Inadequate communication processes and over-reliance on an electronic health record system to convey critical information at Texas Health Presbyterian Hospital’s emergency department in Dallas led to the initial misdiagnosis last year of Thomas Duncan, America’s first Ebola patient.
That’s the finding of an independent panel which reviewed the 2014 events at Texas Health Presbyterian related to the care and treatment of Duncan, who was initially treated and released, only to return to the hospital’s ED where he was admitted for treatment of Ebola and later died from the disease. Texas Health Resources (THR), which operates the hospital, publicly released the panel’s report on Friday.
The panel focused on the fact that although information concerning Duncan’s travel from Africa was gathered by a nurse as part of the influenza screening process and documented in the patient record, it was not verbally communicated to a physician as directed by a prompt in the EHR from Epic Systems Corporation.

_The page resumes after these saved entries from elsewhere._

PR #15429, opened 2026-04-15
Fixed incorrect aggregated values in Entity Table widget data export

zzzeebra:
## Summary
- Added REST endpoint `POST /api/entitiesQuery/find/aggHistory` — REST equivalent of the WebSocket `AggHistoryCmd`. For each matched entity returns one aggregated `TsValue` per key over `[startTs, endTs]`, with optional previous window (`previousStartTs/previousEndTs`) in the `aggLatest` field.
- Motivation: PE UI exports Entity Table widget data via REST. The widget rendered aggregated values (e.g. SUM) but CSV export returned raw latest because no REST aggregated-history endpoint existed. With this endpoint PE UI can fetch the same aggregated data the WS channel provides.
- Pages the entity set consistently with `/api/entitiesQuery/find` (no separate page-size cap), validates `endTs >= startTs`. On per-entity fetch failure `aggLatest` is filled with `ComparisonTsValue(EMPTY, EMPTY)` for a predictable response contract.

## Test plan
- [x] `EntityQueryControllerTest#testFindEntityDataAggHistoryByQuery` — 20 points × SUM → current=600, previous=300 (10 points)
- [x] `testFindEntityDataAggHistoryByQuery_previousValueOnly` — `previousValueOnly=true` → current=null, previous=sum
- [x] `testFindEntityDataAggHistoryByQuery_noTelemetry` — empty window → current="0" (SUM aggregator behavior), previous=null
- [x] `testFindEntityDataAggHistoryByQuery_multipleKeysMixedAggregation` — MIN=10, MAX=50, AVG=30 on same key with three `AggKey` entries

### DIFF
--- a/application/src/main/java/org/thingsboard/server/controller/EntityQueryController.java
+++ b/application/src/main/java/org/thingsboard/server/controller/EntityQueryController.java
@@ -17,6 +17,7 @@ package org.thingsboard.server.controller;
 
 import io.swagger.v3.oas.annotations.Parameter;
 import io.swagger.v3.oas.annotations.media.Schema;
+import lombok.Data;
 import org.springframework.beans.factory.annotation.Autowired;
 import org.springframework.http.ResponseEntity;
 import org.springframework.security.access.prepost.PreAuthorize;
@@ -49,6 +50,7 @@ import org.thingsboard.server.config.annotations.ApiOperation;
 import org.thingsboard.server.queue.util.TbCoreComponent;
 import org.thingsboard.server.service.query.EntityQueryService;
 import org.thingsboard.server.service.security.permission.Operation;
+import org.thingsboard.server.service.ws.telemetry.cmd.v2.AggHistoryCmd;
 
 import static org.thingsboard.server.controller.ControllerConstants.ALARM_DATA_QUERY_DESCRIPTION;
 import static org.thingsboard.server.controller.ControllerConstants.ATTRIBUTES_SCOPE_DESCRIPTION;
@@ -147,6 +149,36 @@ public class EntityQueryController extends BaseController {
             pageLink.setPageSize(MAX_PAGE_SIZE);
         }
         return entityQueryService.getKeysByQuery(getCurrentUser(), tenantId, query, isTimeseries, isAttributes, scope);
+    }
+
+    @ApiOperation(value = "Find Aggregated Historical Entity Data by Query",
+            notes = "Runs the entity data query and, for each matched entity, fetches a single aggregated value per key over [startTs, endTs] " +
+                    "with per-key aggregation function. Optional previousStartTs/previousEndTs per key add a comparison window. " +
+                    "REST equivalent of the WebSocket AggHistoryCmd. The aggregated values are returned in the 'aggLatest' field of each EntityData.")
+    @PreAuthorize("hasAnyAuthority('SYS_ADMIN', 'TENANT_ADMIN', 'CUSTOMER_USER')")
+    @PostMapping("/entitiesQuery/find/aggHistory")
+    public DeferredResult<PageData<EntityData>> findEntityDataAggHistoryByQuery(
+            @Parameter(description = "A JSON value representing the entity data query and aggregated history command.")
+            @RequestBody EntityDataAggHistoryRequest request) throws ThingsboardException {
+        checkNotNull(request);
+        checkNotNull(request.getQuery());
+        checkNotNull(request.getAggHistoryCmd());
+        AggHistoryCmd cmd = request.getAggHistoryCmd();
+        if (cmd.getEndTs() < cmd.getStartTs()) {
+            throw new IllegalArgumentException("endTs must be >= startTs");
+        }
+        EntityDataPageLink pageLink = request.getQuery().getPageLink();
+        if (pageLink != null && pageLink.getPageSize() > MAX_PAGE_SIZE) {
+            pageLink.setPageSize(MAX_PAGE_SIZE);
+        }
+        resolveQuery(request.getQuery());
+        return entityQueryService.findEntityDataAggHistoryByQuery(getCurrentUser(), request.getQuery(), cmd);
+    }
+
+    @Data
+    public static class EntityDataAggHistoryRequest {
+        private EntityDataQuery query;
+        private AggHistoryCmd aggHistoryCmd;
     }
 
     @PreAuthorize("hasAnyAuthority('SYS_ADMIN')")
--- a/application/src/main/java/org/thingsboard/server/controller/EntityQueryController.java
+++ b/application/src/main/java/org/thingsboard/server/controller/EntityQueryController.java
@@ -155,7 +155,8 @@ public class EntityQueryController extends BaseController {
     @ApiOperation(value = "Find Aggregated Historical Entity Data by Query",
             notes = "Runs the entity data query and, for each matched entity, fetches a single aggregated value per key over [startTs, endTs] " +
                     "with per-key aggregation function. Optional previousStartTs/previousEndTs per key add a comparison window. " +
-                    "REST equivalent of the WebSocket AggHistoryCmd. The aggregated values are returned in the 'aggLatest' field of each EntityData.")
+                    "REST equivalent of the WebSocket AggHistoryCmd. The aggregated values are returned in the 'aggLatest' field of each EntityData. " +
+                    "Note: a separate timeseries aggregation query is issued per matched entity, so a large pageSize fans out proportionally - callers should page responsibly.")
     @PreAuthorize("hasAnyAuthority('SYS_ADMIN', 'TENANT_ADMIN', 'CUSTOMER_USER')")
     @PostMapping("/entitiesQuery/find/aggHistory")
     public DeferredResult<PageData<EntityData>> findEntityDataAggHistoryByQuery(
--- a/application/src/main/java/org/thingsboard/server/controller/EntityQueryController.java
+++ b/application/src/main/java/org/thingsboard/server/controller/EntityQueryController.java
@@ -168,10 +168,6 @@ public class EntityQueryController extends BaseController {
         if (cmd.getEndTs() < cmd.getStartTs()) {
             throw new ThingsboardException("endTs must be >= startTs", ThingsboardErrorCode.BAD_REQUEST_PARAMS);
         }
-        EntityDataPageLink pageLink = request.getQuery().getPageLink();
-        if (pageLink != null && pageLink.getPageSize() > MAX_PAGE_SIZE) {
-            pageLink.setPageSize(MAX_PAGE_SIZE);
-        }
         resolveQuery(request.getQuery());
         return entityQueryService.findEntityDataAggHistoryByQuery(getCurrentUser(), request.getQuery(), cmd);
     }
--- a/application/src/main/java/org/thingsboard/server/controller/EntityQueryController.java
+++ b/application/src/main/java/org/thingsboard/server/controller/EntityQueryController.java
@@ -32,6 +32,7 @@ import org.springframework.web.bind.annotation.RestController;
 import org.springframework.web.context.request.async.DeferredResult;
 import org.thingsboard.server.common.data.edqs.EdqsState;
 import org.thingsboard.server.common.data.edqs.ToCoreEdqsRequest;
+import org.thingsboard.server.common.data.exception.ThingsboardErrorCode;
 import org.thingsboard.server.common.data.exception.ThingsboardException;
 import org.thingsboard.server.common.data.id.TenantId;
 import org.thingsboard.server.common.data.id.UserId;
@@ -165,7 +166,7 @@ public class EntityQueryController extends BaseController {
         checkNotNull(request.getAggHistoryCmd());
         AggHistoryCmd cmd = request.getAggHistoryCmd();
         if (cmd.getEndTs() < cmd.getStartTs()) {
-            throw new IllegalArgumentException("endTs must be >= startTs");
+            throw new ThingsboardException("endTs must be >= startTs", ThingsboardErrorCode.BAD_REQUEST_PARAMS);
         }
         EntityDataPageLink pageLink = request.getQuery().getPageLink();
         if (pageLink != null && pageLink.getPageSize() > MAX_PAGE_SIZE) {
--- a/application/src/main/java/org/thingsboard/server/service/query/DefaultEntityQueryService.java
+++ b/application/src/main/java/org/thingsboard/server/service/query/DefaultEntityQueryService.java
@@ -36,14 +36,12 @@ import org.thingsboard.server.common.data.EntityType;
 import org.thingsboard.server.common.data.id.EntityId;
 import org.thingsboard.server.common.data.id.TenantId;
 import org.thingsboard.server.common.data.kv.AttributeKvEntry;
-import org.thingsboard.server.common.data.kv.BaseReadTsKvQuery;
 import org.thingsboard.server.common.data.kv.ReadTsKvQuery;
 import org.thingsboard.server.common.data.kv.ReadTsKvQueryResult;
 import org.thingsboard.server.common.data.page.PageData;
 import org.thingsboard.server.common.data.query.AlarmCountQuery;
 import org.thingsboard.server.common.data.query.AlarmData;
 import org.thingsboard.server.common.data.query.AlarmDataQuery;
-import org.thingsboard.server.common.data.query.ComparisonTsValue;
 import org.thingsboard.server.common.data.query.ComplexFilterPredicate;
 import org.thingsboard.server.common.data.query.DynamicValue;
 import org.thingsboard.server.common.data.query.EntityCountQuery;
@@ -57,7 +55,6 @@ import org.thingsboard.server.common.data.query.FilterPredicateType;
 import org.thingsboard.server.common.data.query.KeyFilter;
 import org.thingsboard.server.common.data.query.KeyFilterPredicate;
 import org.thingsboard.server.common.data.query.SimpleKeyFilterPredicate;
-import org.thingsboard.server.common.data.query.TsValue;
 import org.thingsboard.server.dao.alarm.AlarmService;
 import org.thingsboard.server.dao.attributes.AttributesService;
 import org.thingsboard.server.dao.entity.EntityService;
@@ -68,14 +65,13 @@ import org.thingsboard.server.queue.util.TbCoreComponent;
 import org.thingsboard.server.service.executors.DbCallbackExecutorService;
 import org.thingsboard.server.service.security.AccessValidator;
 import org.thingsboard.server.service.security.model.SecurityUser;
+import org.thingsboard.server.service.subscription.AggregationQueryUtils;
 import org.thingsboard.server.service.subscription.ReadTsKvQueryInfo;
 import org.thingsboard.server.service.ws.telemetry.cmd.v2.AggHistoryCmd;
-import org.thingsboard.server.service.ws.telemetry.cmd.v2.AggKey;
 
 import java.util.ArrayList;
 import java.util.Collection;
 import java.util.Collections;
-import java.util.HashMap;
 import java.util.LinkedHashMap;
 import java.util.List;
 import java.util.Map;
@@ -358,19 +354,7 @@ public class DefaultEntityQueryService implements EntityQueryService {
             return response;
         }
         TenantId tenantId = securityUser.getTenantId();
-        Map<Integer, ReadTsKvQueryInfo> queries = new HashMap<>();
-        for (AggKey key : cmd.getKeys()) {
-            if (key.getPreviousValueOnly() == null || !key.getPreviousValueOnly()) {
-                var q = new BaseReadTsKvQuery(key.getKey(), cmd.getStartTs(), cmd.getEndTs(),
-                        cmd.getEndTs() - cmd.getStartTs(), 1, key.getAgg());
-                queries.put(q.getId(), new ReadTsKvQueryInfo(key, q, false));
-            }
-            if (key.getPreviousStartTs() != null && key.getPreviousEndTs() != null && key.getPreviousEndTs() >= key.getPreviousStartTs()) {
-                var q = new BaseReadTsKvQuery(key.getKey(), key.getPreviousStartTs(), key.getPreviousEndTs(),
-                        key.getPreviousEndTs() - key.getPreviousStartTs(), 1, key.getAgg());
-                queries.put(q.getId(), new ReadTsKvQueryInfo(key, q, true));
-            }
-        }
+        Map<Integer, ReadTsKvQueryInfo> queries = AggregationQueryUtils.buildAggHistoryQueries(cmd.getKeys(), cmd.getStartTs(), cmd.getEndTs());
         List<ReadTsKvQuery> queryList = queries.values().stream().map(ReadTsKvQueryInfo::getQuery).collect(Collectors.toList());
         Map<EntityData, ListenableFuture<List<ReadTsKvQueryResult>>> fetchResultMap = new LinkedHashMap<>();
         entityDataList.forEach(entityData -> fetchResultMap.put(entityData,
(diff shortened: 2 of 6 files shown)


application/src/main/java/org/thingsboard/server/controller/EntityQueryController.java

“Information about Mr. Duncan entered in the EHR was not verbally communicated among the staff and the EHR configuration did not provide for automatic alerts on questions related to Mr. Duncan’s travel history,” states the report. “Once the information was entered, there were no systems in place that would trigger a review or re-asking of critical travel information.”
In addition, the panel noted that viewing this data would have required a clinician in the ED to look beyond the standard patient assessment screen in the EHR to access the travel history from the nursing assessment documentation that was located in the flu screening part of the EHR.
“The electronic health record is a wonderful tool, but we need to have a high-reliability system in place that doesn’t over-rely on that technology and empowers team members to speak up about the condition of a patient,” said Daniel Varga, M.D., chief clinical officer and senior executive vice president for Texas Health.
Subsequently, according to the panel’s report, the health system’s EHR was redesigned to enhance shared communication of clinical data between physicians, nurses, and other members of the clinical team. In addition, prompts and alerts were activated to facilitate rapid sharing of patient information (i.e., detailed travel history, vital signs, and symptoms) that indicate a risk of an emerging infectious disease.
“Going forward, a key system question for THR and other hospitals and health systems is how information technology, informatics and clinical teams will customize the electronic health record to support high quality patient care,” concludes the report. “This will require in-depth study and understanding of how information is communicated across the care team, the usability of EHRs generally, workflow modeling, and ways to enhance clinicians’ situational awareness.”
Epic declined to comment on the panel’s report.